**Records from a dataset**
PR #447, opened 2021-06-26
Minimal changes to use ID_LIKE

bureado:
While scanning a Debian derivative that is not mapped by `syft` I discovered that the entire `name:version:like` tuple is `nil`. The functional impact is limited as the _catalogers_ still find the DPKG files, but there's an empty `distro` object in the final JSON and the `purl` URLs aren't computed either.

This PR tries lazily to achieve that by avoiding returning `nil` early and attempting mapping again with the `ID_LIKE` value, if it was detected.

This of course means the `purl` URLs might be inaccurate and it might warrant some form of debug warning to the user, or a strict mode.

One final element to consider is that the distro _name_ (as declared in, say, `/etc/os-release`) seems to get effectively overridden by the way `syft` calls distros (the mapping result) but this is minor (it can be fixed in the resulting output very easily) and I didn't suggest any changes for that.

I can build locally, but I was unable to run unit or integration tests locally as I use `podman` and didn't want to mess the `Makefile` too much by trying to hack the calls.

Thank you for the opportunity to learn a little bit from the codebase and for all the very cool work happening with `syft` lately. While this is a minor patch, I still look forward to learning from your observations, input and continued work.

**Exercise prompt**
Filter the data for the string "changes" and copy every line that has it.

**Solution to this problem**
Minimal changes to use ID_LIKE
One final element to consider is that the distro _name_ (as declared in, say, `/etc/os-release`) seems to get effectively overridden by the way `syft` calls distros (the mapping result) but this is minor (it can be fixed in the resulting output very easily) and I didn't suggest any changes for that.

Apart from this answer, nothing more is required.